Cortical bone blocks height growth so it’s erosion is beneficial but only if coupled with replacement tissue(ideally cartilage).
Bone erosion in rheumatoid arthritis: mechanisms, diagnosis and treatment
“Bone erosion is a central feature of rheumatoid arthritis and is associated with disease severity and poor functional outcome. Erosion of periarticular cortical bone, the typical feature observed on plain radiographs in patients with rheumatoid arthritis, results from excessive local bone resorption and inadequate bone formation[so bone erosion occurs in everyone the balance is just switched in RA]. The main triggers of articular bone erosion are synovitis, including the production of proinflammatory cytokines and receptor activator of nuclear factor κB ligand (RANKL), as well as antibodies directed against citrullinated proteins. Indeed, both cytokines and autoantibodies stimulate the differentiation of bone-resorbing osteoclasts, thereby stimulating local bone resorption. Although current antirheumatic therapy inhibits both bone erosion and inflammation, repair of existing bone lesions, albeit physiologically feasible, occurs rarely. Lack of repair is due, at least in part, to active suppression of bone formation by proinflammatory cytokines. This Review summarizes the substantial progress that has been made in understanding the pathophysiology of bone erosions and discusses the improvements in the diagnosis, monitoring and treatment of such lesions.”
“erosions can also be observed in forms of arthritis other than RA, such as gout, psoriatic arthritis, spondyloarthritis and even osteoarthritis,”
“bone erosions typically emerge at the site at which the synovium comes into direct contact with bone (known as bare areas), suggesting that anatomical factors render these areas of juxta-articular bone susceptible to erosion”
“Anatomical factors that predispose skeletal sites for erosions include: the presence of mineralized cartilage, a tissue particularly prone to destruction by bone-resorbing cells; the insertion sites of ligaments to the bone surface, which transduce mechanical forces to the bone and could induce microdamage; and inflamed tendon sheaths (termed tenosynovitis), which pass by the bone surface, and enable the spread of inflammation from the tendon to the articular synovium“<-maybe the transmission of mechanical forces via ligaments could be exploited to induce height gain.
“The small bone channels that penetrate cortical bone carry microvessels and bridge the outer synovial membrane and the inner bone marrow space; these channels are also prone to erosive change early in the course of RA. The microvessels located within these channels facilitate homing of osteoclast precursor cells to the bone, which, upon contact with bone and receipt of the appropriate molecular signals, differentiate into osteoclasts. Widening of cortical bone channels, as a result of osteoclast-mediated bone resorption, is a typical early change in animal models of arthritis”

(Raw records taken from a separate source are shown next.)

PR #424, opened 2022-09-18
fix: add compatibility checks w/ `semver`

### LINKED ISSUE #9: Detect incompatible Rollup versions
v0.36 doesn't have some entry points the plugin uses.

Should fail gracefully.

agilgur5:
## Summary

Add several compatibility checks using `semver`
- Follow-up to https://github.com/ezolenko/rollup-plugin-typescript2/pull/406#issuecomment-1250165068
- Fixes #9

## Details

A few commits here:
- **hotfix**: `this.load` was added in Rollup `2.60.0`; don't run on older versions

“Osteoclasts, giant multinucleated cells derived from the monocyte lineage, are the only cells capable of resorbing bone in the body.2,3 Osteoclasts are designed to resorb bone by adhering tightly to the bone surface through interactions with both integrins and extracellular matrix proteins, as well as by assembling junctions, which seal the bone surface and the osteoclast and thereby separate bone from the surrounding extracellular space. Proton pumps along the osteoclasts’ ruffled border then create an acidic milieu, enabling solubilization of calcium from bone. Matrix enzymes synthesized by the osteoclast, including cathepsin K, matrix metalloproteinase 9 and tartrate-resistant acid phosphatase type 5 (TRAP), degrade the bone matrix”
“Development of osteoclasts occurs locally in the synovial tissue as a result of expression of the two essential osteoclastogenic mediators, macrophage colony-stimulating factor 1 (M-CSF)and receptor activator of nuclear factor κB ligand (RANKL; also known as TNF ligand superfamily member 11). This process involves the migration of monocyte-lineage cells from the bone marrow into the secondary lymphatic organs and finally into the joints. The differentiation step at which monocytes enter the joint is unclear. Indeed, monocytes could be already committed to a certain monocyte lineage, such as M1 or M2 macrophages, dendritic cells or osteoclast precursor cells when they enter the joint. Some data suggest that TNF, a key proinflammatory cytokine expressed in RA synovial tissue, stimulates the migration of osteoclast precursor cells from the bone marrow into the periphery. In addition, TNF stimulates expression of surface receptors such as osteoclast-associated immunoglobulin-like receptor before the precursor cells enter the joint, and these receptors facilitate differentiation. Once within the microenvironment of the joint, these cells are exposed to M-CSF and RANKL, and differentiate toward osteoclasts. Final differentiation into bone-resorbing osteoclasts is then achieved following contact with the bone surface.”
Inflammation plays a role in osteoclast formation.